少时在我的认知里,人,只有好坏之分。要么好人,要么坏人。曹操集团的,都是坏人,而刘备集团的,绝大多数都是好人。至于孙权那帮子孙子,可以无视。“张关赵马黄”,成了我生命中的偶像。
此后,在初中、高中阶段,依然借同学的《三国演义》来读,不断重温那些耳熟能详的情节,认识也渐渐深化了一些,比如成语典故鞠躬尽瘁,死而后已、孜孜不倦、一马当先、大器晚成、饱学之士、兵贵神速、偃武修文、晏然自若、探囊取物、义不容辞、偃旗息鼓、天翻地覆、不识时务、不可多得、对症下药、赴汤蹈火、画饼充饥、矫枉过正、势不两立、丧家之犬、不毛之地、张牙舞爪、不得已而为之、兵临城下、绥怀开导、不成体统、成群结队等等,都出自这一时期。
英雄辈出、文韬武略,多么辉煌的时代。可以说,三国英雄,一直激励着一代又一代的人。
直到后来看了《三国志》,又看《后汉书》《晋书》《蜀阳国志》等,却越看越迷茫,越看越糊涂。蓦然回首,才发现历史像一条装饰着吊坠的花格子裙子,无以复加的功能化,已经超出了一块土布所承载的负荷。在我们津津乐道的背后,三国,除了英雄气概,除了文韬武略,还充满了杀戮、血腥和痛苦的呻吟。
(注)文中插图由“家薛金”绘
客官,你想想啊:
自公元184年黄巾之乱起,到公元280年东吴孙皓降晋,也仅仅96年,这段历史时期,相对于中国几千年的文明史来讲,只能算惊鸿一瞥。但这段历史就是如此地家喻户晓,达官贵人、贩夫走卒、平民土匪,都津津乐道,几乎超过了任何一个朝代、任何一件历史事件。三国故事,融入了中国的传统文化,融进了中国人的血脉。古代,如此;现代,亦如此,甚至还对世界文化产生着巨大的张力。
太不正常了!
汉桓帝永寿三年(157),中国有1067万多户,5648万多人。经黄巾起义、军阀混战,《后汉书。桓帝纪》载“豫州饥死者什四五,至有灭户者”。

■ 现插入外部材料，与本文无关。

PR #349, opened 2023-10-13
reduce log volume

lieut-data:
#### Summary
Remove the major source of log spam now that we have metrics tracking these calls. We lose the visibility of the raw payload, but -- to date -- this hasn't been useful. There are also potential PII concerns.

#### Ticket Link
None.

### DIFF
--- a/server/handlers/handlers.go
+++ b/server/handlers/handlers.go
@@ -41,6 +41,7 @@ const (
 	discardedReasonInactiveUser           = "inactive_user"
 	discardedReasonDuplicatedPost         = "duplicated_post"
 	discardedReasonAlreadyAppliedChange   = "already_applied_change"
+	discardedReasonExpiredSubscription    = "expired_subscription"
 )
 
 type PluginIface interface {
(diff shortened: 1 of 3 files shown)


server/handlers/handlers.go
```diff
@@ -151,31 +152,30 @@ func (ah *ActivityHandler) checkSubscription(subscriptionID string) bool {
...
 	case "updated":
-		ah.plugin.GetAPI().LogDebug("Handling update activity", "activity", activity)
 		discardedReason = ah.handleUpdatedActivity(activityIds)
 	case "deleted":
-		ah.plugin.GetAPI().LogDebug("Handling delete activity", "activity", activity)
 		discardedReason = ah.handleDeletedActivity(activityIds)
 	default:
 		discardedReason = discardedReasonInvalidChangeType
-		ah.plugin.GetAPI().LogWarn("Unhandled activity", "activity", activity, "error", "Not handled activity")
+		ah.plugin.GetAPI().LogError("Unsupported change type", "change_type", activity.ChangeType)
```
lieut-data, line 176: Keeping this log, and raising it to an error, because it if happens something is /probably/ broken on our side.

server/handlers/handlers.go
```diff
@@ -151,31 +152,30 @@ func (ah *ActivityHandler) checkSubscription(subscriptionID string) bool {
...
 
 func (ah *ActivityHandler) handleActivity(activity msteams.Activity) {
+	metrics := ah.plugin.GetMetrics()
+
 	activityIds := msteams.GetResourceIds(activity.Resource)
 
 	if activityIds.ChatID == "" {
 		if !ah.checkSubscription(activity.SubscriptionID) {
-			ah.plugin.GetAPI().LogDebug("The subscription is no longer active", "subscriptionID", activity.SubscriptionID)
+			metrics.ObserveProcessedChangeEventTotal(activity.ChangeType, discardedReasonExpiredSubscription)
```
lieut-data, line 161: Added visibility to this type of discard.

manojmalik20 (approved):

PR #9407, opened 2021-01-18
enh(Resource-status/Graph): optimize lisibility of the Graphs

bdauria:
## Description

This enhances the display and the user experience of the performance graphs for Resources:
- Displays a single metric by clicking on it (unselects all others)
- If the metric is the only one selected and is clicked, displays all metrics
- Toggles a metric by ctrl + clicking on it
- Enhances the tooltip metric display
- Allows the tooltip to be displayed outside the panel
- Optimize the length of the legend by truncating if it doesn't fit the panel width 

graph-enh

## Type of change

## Target serie

- [x] 21.04.x (master)


Thebarda (dismissed):

kduret (dismissed):

jdelpierre (dismissed):

jdelpierre:
I've tried with some graph data, and it's correct. 
image

www/front_src/src/Resources/Graph/Performance/Graph/MetricsTooltip.tsx
```diff
@@ -23,7 +24,7 @@ const useStyles = makeStyles((theme) => ({
     display: 'flex',
     flexDirection: 'column',
   },
-  dateTime: {
+  emphasized: {
```
jdelpierre, line 27: Why this term ? "emphasized" ?

kduret (approved):

www/front_src/src/Resources/Graph/Performance/Graph/MetricsTooltip.tsx
kduret: You can check emphasis here : https://material.io/design/color/text-legibility.html#text-backgrounds
in french, It's like "mettre en valeur"

jdelpierre: Yes ! ok thanks :)

jdelpierre (approved):

www/front_src/src/Resources/Graph/Performance/Graph/MetricsTooltip.tsx
bdauria: it means that the item is presented with more importance

PR #9415, opened 2021-01-21
fix(secu): use the cron to remove expired sessions

sc979:
## Description

When the browser is closed without login out, the session can remain valid.
The Cron will now check and clean the saved sessions

Resulting with a 3 min session validity value (set in centreon-ui form)
```
2020-11-13 11:22:02|1|0|0|[WEB] [192.168.0.16] Authentication succeeded for 'admin'
2020-11-13 11:25:01|0|0|0|[CRON] [127.0.0.1] Remove expired session 'admin'
```

**Fixes** # (MON-4253)

## Type of change

## Target serie

- [x] 2.8.x
- [x] 19.10.x
- [x] 20.04.x
- [x] 20.10.x
- [x] 21.04.x (master)

### DIFF
--- a/cron/session.php
+++ b/cron/session.php
@@ -1,0 +1,96 @@
+#!@PHP_BIN@
+<?php
+
+/*
+ * Copyright 2005-2021 Centreon
+ * Centreon is developed by : Julien Mathis and Romain Le Merlus under
+ * GPL Licence 2.0.
+ *
+ * This program is free software; you can redistribute it and/or modify it under
+ * the terms of the GNU General Public License as published by the Free Software
+ * Foundation ; either version 2 of the License.
+ *
+ * This program is distributed in the hope that it will be useful, but WITHOUT ANY
+ * WARRANTY; without even the implied warranty of MERCHANTABILITY or FITNESS FOR A
+ * PARTICULAR PURPOSE. See the GNU General Public License for more details.
+ *
+ * You should have received a copy of the GNU General Public License along with
+ * this program; if not, see <http://www.gnu.org/licenses>.
+ *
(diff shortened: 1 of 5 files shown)


callapa (dismissed):
This file is not intended to check sessions.
Please perform this check before reading the session in Centreon

cron/session.php
```diff
@@ -0,0 +1,79 @@
+#!@PHP_BIN@
```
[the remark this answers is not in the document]
sc979: unconsistent...

cron/session.php
```diff
@@ -0,0 +1,79 @@
...
+     * Remove expired sessions
+     */
+    // Find duration of session_expiration
+    $sessionDuration = SESSION_DEFAULT_DURATION;
+    $durationQuery = $pearDB->query("SELECT `value` from options where `key` = 'session_expire'");
+    if (($duration = $durationQuery->fetch(\PDO::FETCH_ASSOC)) !== false) {
+        $sessionDuration = $duration['value'];
+    } else {
+        // cannot find the default value. setting a new value
+        $pearDB->query("DELETE FROM options WHERE `key` = 'session_expire'");
```
kduret, line 45: why trying to delete a value if you have already checked it does not exist ?

kduret (commented):
did you find why the session expiration is not checked when opening centreon web ?

cron/session.php
sc979: I checked that the value doesn't exist.
But if the key does not too, I won't be able to update the value. And if the key exists I won't be able to insert a new value

I prefer to clean the data before setting a new default value.
But this case should not occurs unless the options table is corrupted

PR #9416, opened 2021-01-21
fix(Resource-status/Filter): Fix Filter overflow by wrapping the fields in case of resize

bdauria:
## Description

This optimizes the display a bit in order to fix the responsiveness of the page by automatically wrapping the fields in case of resize, since the overflow is now set to hidden. It also removes some unnecessary labels in order to clear the UI a little bit:

resize

**Fixes** # (issue)

## Type of change

## Target serie

- [x] 21.04.x (master)


www/front_src/src/Resources/Filter/index.tsx
```diff
@@ -255,64 +246,70 @@ const Filter = (): JSX.Element => {
...
-            field="name"
-            fullWidth
-          />
-          <Button color="primary" onClick={clearAllFilters}>
-            {t(labelClearAll)}
-          </Button>
-        </div>
+        <ParentSize>
+          {({ width }): JSX.Element => {
+            const limitTags = width < 1000 ? 1 : 2;
```
kduret, line 251: We'll may need to improve this calculation, to add more than 2 tags when possible

Here, I've selected `Down`, `Up`, and `Ok`. All these tags should be displayed
image

kduret (approved):

www/front_src/src/Resources/Filter/index.tsx
bdauria: Yes, this can be improve. The thing we don't want though is having wrapped fields in case all filters are filled up

jdelpierre:
It's OK for me. 

Before
image


After
image

jdelpierre (approved):

jdelpierre:
ps :

` msgid "Clear all"`

This string is not used on backend ?

bdauria:
> ps :
> 
> ` msgid "Clear all"`
> 
> This string is not used on backend ?

Not that I know, i remmember having added it

Thebarda (approved):

PR #9421, opened 2021-01-24
enh(ui): increase timeline density

kduret:
## Description

* Increase timeline density
* update style to improve readability of essential information (content)
* Remove click listing on chips (+ avoid grey background on click)
* Display properly carriage return of event content

To be discussed with @bdauria 

before : 
image

after : 
image

Refs: MON-6650

## Type of change

## Target serie

- [ ] 19.10.x
- [ ] 20.04.x
- [ ] 20.10.x
- [x] 21.04.x (master)

Check timeline events in resource status view


bdauria:
This looks good :) 

Can we align the chip to the time ?

www/front_src/src/Resources/Details/tabs/Services/List.tsx
```diff
@@ -52,6 +52,7 @@ const ServiceList = ({
             <Paper className={classes.serviceCard}>
               <div className={classes.serviceDetails}>
                 <StatusChip
+                  clickable={false}
```
bdauria, line 55: I can’t really think of a place where a StatusChip would be clickable, so we wight want to set it to false by default in @centreon-ui

Thebarda:
This looks good ! What do you think to move the 'alias' chip to the right side ?

kduret:
> This looks good ! What do you think to move the 'alias' chip to the right side ?

I've tried but it's a bit weird on "events" cause there is already the `Tries` property on the right

www/front_src/src/Resources/Details/tabs/Services/List.tsx
kduret: I thought it was used by BAM for enabled/disabled icon, but it's not.
So I'll move default value to false

bdauria (approved):

Thebarda (approved):

PR #9451, opened 2021-02-04
fix(Resource-status/Downtime): Fix navigator default language

bdauria:
## Description

This fixes the language displayed in the Downtime dialog. 

**Fixes** # (issue)

## Type of change

## Target serie

- [x] 21.04.x (master)


Thebarda (dismissed):

jdelpierre (approved):

www/front_src/src/Resources/Actions/Resource/Downtime/Dialog.tsx
```diff
@@ -111,11 +118,11 @@ const DialogDowntime = ({
 
   class Adapter extends DayjsAdapter {
     public format(date, formatString): string {
-      return dayjs(date).tz(timezone).format(formatString);
+      return format({ date, formatString });
     }
 
     public date(value): dayjs.Dayjs {
```
kduret, line 124: Only `Dayjs` could be imported, instead of default import

bdauria: We still use the default import right below (see the next method), so we need to import it this way anyway.

kduret (approved):

PR #9514, opened 2021-02-24
enh(Resource-status/Listing): Improve Listing responsiveness

bdauria:
## Description

This takes advantage of the new Listing layout to make the columns more responsive, and prevent them from wrapping around:

## Type of change

## Target serie

- [x] 21.04.x (master)


kduret (commented):
remove `centreon-license-manager/.DS_Store` file

package.json
```diff
@@ -88,7 +88,7 @@
     "@material-ui/lab": "^4.0.0-alpha.57",
     "@material-ui/pickers": "^3.2.10",
     "@material-ui/styles": "^4.11.2",
-    "@visx/visx": "^1.3.0",
+    "@visx/visx": "1.4.0",
```
bdauria, line 91: Latest visx version looks broken, fix it for the moment

www/front_src/src/Resources/Listing/columns/index.tsx
```diff
@@ -210,6 +215,7 @@ const ParentResourceColumn = ({
 };
 
 interface ColumnsProps {
+  isSmallScreen?: boolean;
```
kduret, line 218: seems not used

Thebarda (dismissed):

kduret (dismissed):

Thebarda (dismissed):
Tested and LGTM

www/front_src/src/Resources/Listing/index.test.tsx
```diff
@@ -371,7 +373,9 @@ describe(Listing, () => {
 
     const chipLabel = `${acknowledgedEntity?.name} ${labelAcknowledged}`;
 
-    const chip = await findByLabelText(chipLabel);
+    const chip = await findByLabelText(chipLabel, undefined, {
+      timeout: 10000,
```
Thebarda, line 377: Jest tears down the test after 5 seconds, maybe the timeout for 10 seconds is not very relevant

bdauria: We changed the default timeout to 10sec to avoid ci failures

那么,军阀混战后全国人口究竟减少了多少?曹操有一首诗,叫《蒿里行》,最后几句是这样描写当时的情景的:
淮南弟称号,刻玺於北方。
铠甲生虮虱,万姓以死亡。
白骨露於野,千里无鸡鸣。
生民百遗一,念之断人肠。
如果按照曹操的说法,人口锐减,只有1%的人还活着,那么仅剩下56万多人。显然这种算法是不合情理的,1%仅仅是曹操的猜度。但从他的估计中,我们一斑窥豹,人口锐减的程度已经触目惊心了。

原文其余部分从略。